WHAT THE EXERCISE ASKS >> Check each line below for "backends" and say how many have it, with no other words.

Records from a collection
PR #495, opened 2022-04-12
Bump `node` to v16

0x2b3bfa0:
Includes running `go-bindata` 🙃 
```console
cd iterative
go install github.com/go-bindata/go-bindata/...@latest
go-bindata -ignore=README.md -pkg iterative ../environment
```

PR #497, opened 2022-04-12
Replace `go-bindata` with `go:embed`

0x2b3bfa0:
[Available](https://pkg.go.dev/embed) since Go 1.16; much more transparent and easier to maintain than `go-bindata`; motivated by #495


DavidGOrtega (approved):
👍

PR #506, opened 2022-04-14
`runner` Support GCP OIDC credentials 

dacbd:
I am satisfied with the additional testing I have done.


iterative/utils/helpers.go
```diff
@@ -89,16 +91,36 @@ func SetId(d *schema.ResourceData) {
...
+	// from saString, yank this
+	// -----------------------v.........v----------------------
+	// (...serviceAccounts/cml@cml-pulse.iam.gserviceaccount.com:...)
+	atIndex := strings.Index(saString, "@") + 1
+	iamIndex := strings.Index(saString, ".iam.")
+	if atIndex == -1 || iamIndex == -1 {
+		return "", errors.New("[GCP OIDC] Failed to get Project ID from service_account_impersonation_url")
+	}
+	projectID := saString[atIndex:iamIndex]
+	return projectID, nil
```
0x2b3bfa0, line 123: What about having [100 problems](https://xkcd.com/1171/)? 😄 
```suggestion
func GCPCoerceOIDCCredentials(credentialsJSON []byte) (string, error) {
	credentials := make(map[string]interface{})

	if err := json.Unmarshal(credentialsJSON, &credentials); err != nil {
		return "", err
	}

	if url, ok := credentials["service_account_impersonation_url"].(string); ok {
		re := regexp.MustCompile("^https://iamcredentials.googleapis.com/v1/projects/-/serviceAccounts/.+?@(?P<project>.+).iam.gserviceaccount.com:generateAccessToken$")
		if match := re.FindStringSubmatch(url); match != nil {
			return match[1], nil
		}
		return "", errors.New("failed to get project identifier from service_account_impersonation_url")
	}

	return "", errors.New("unable to load service_account_impersonation_url")
```

iterative/gcp/provider.go
```diff
@@ -324,7 +324,27 @@ func getProjectService() (string, *gcp_compute.Service, error) {
...
+			"CLOUDSDK_CORE_PROJECT",
+			"CLOUDSDK_PROJECT",
+			"GCLOUD_PROJECT",
+			"GCP_PROJECT",
+			"GOOGLE_CLOUD_PROJECT",
+			"GOOGLE_PROJECT",
+		})
+		if coercedProjectID == "" {
+			// last effort to load
+			fromCredentialsID, err := utils.GCPCoerceOIDCCredentials(credentials.JSON)
```
0x2b3bfa0, line 341: It's already too long, but should it be a bit more explicit?
```suggestion
			fromCredentialsID, err := utils.getGCPProjectIDfromOIDCCredentials(credentials.JSON)
```

dacbd: I like explicit, would need that Golang "start func with a capitol letter for 'public'"

0x2b3bfa0: Oops! Edited, I forgot it was being used from another package. 🙈 Should this function live perhaps under `terative/gcp/provider.go` instead?

iterative/utils/helpers.go
dacbd: I do tend to avoid it. What you have here is still pretty readable and tests well. 
/tomorrow I will apply this and run my sanity checks to be safe but I like it.

dacbd:
In theory it could be used in the future by task/other resources? I'll
leave that up to you.

0x2b3bfa0:
I's prefer to keep the scope as local as possible for now, given that #461 may deduplicate[^1] some legacy code, and it may be easier to migrate the relevant portions than to import them from the “utils” [42](https://en.wikipedia.org/wiki/Phrases_from_The_Hitchhiker%27s_Guide_to_the_Galaxy#The_Answer_to_the_Ultimate_Question_of_Life,_the_Universe,_and_Everything_is_42)–ish package.

[^1]: Blatantly obvious euphemism for obliterate

dacbd:
Works for me, I will de-utils some of these gcp functions.

iterative/gcp/provider.go
```diff
@@ -514,3 +552,46 @@ func getInstanceType(instanceType string, instanceGPU string) (map[string]map[st
...
+		"useraccounts-ro":       "https://www.googleapis.com/auth/cloud.useraccounts.readonly",
+		"useraccounts-rw":       "https://www.googleapis.com/auth/cloud.useraccounts",
+		"userinfo-email":        "https://www.googleapis.com/auth/userinfo.email",
+	}
+	if matchedURL, ok := scopeMap[scope]; ok {
+		return matchedURL
+	}
+	return scope
+}
+func getCanonicalizeServiceScopes(scopes []string) []string {
```
0x2b3bfa0, line 591:
```suggestion
func getCanonicalizedServiceScopes(scopes []string) []string {
```

❓

0x2b3bfa0 (approved):
Looks good to me

PR #516, opened 2022-04-16
Add timestamps to `k8s` logs

0x2b3bfa0:
For consistency with the other backends


dacbd (approved):
lgtm:
https://pkg.go.dev/k8s.io/api/core/v1#PodLogOptions
```
        // If true, add an RFC3339 or RFC3339Nano timestamp at the beginning of every line
	// of log output. Defaults to false.
	// +optional
	Timestamps [bool](https://pkg.go.dev/builtin#bool) `json:"timestamps,omitempty" protobuf:"varint,6,opt,name=timestamps"`
```

PR #517, opened 2022-04-17
Remove `journalctl` header and footer

0x2b3bfa0:
Redundant and not consistent across backends (see Kubernetes)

ANSWER TO THE PROBLEM >> 2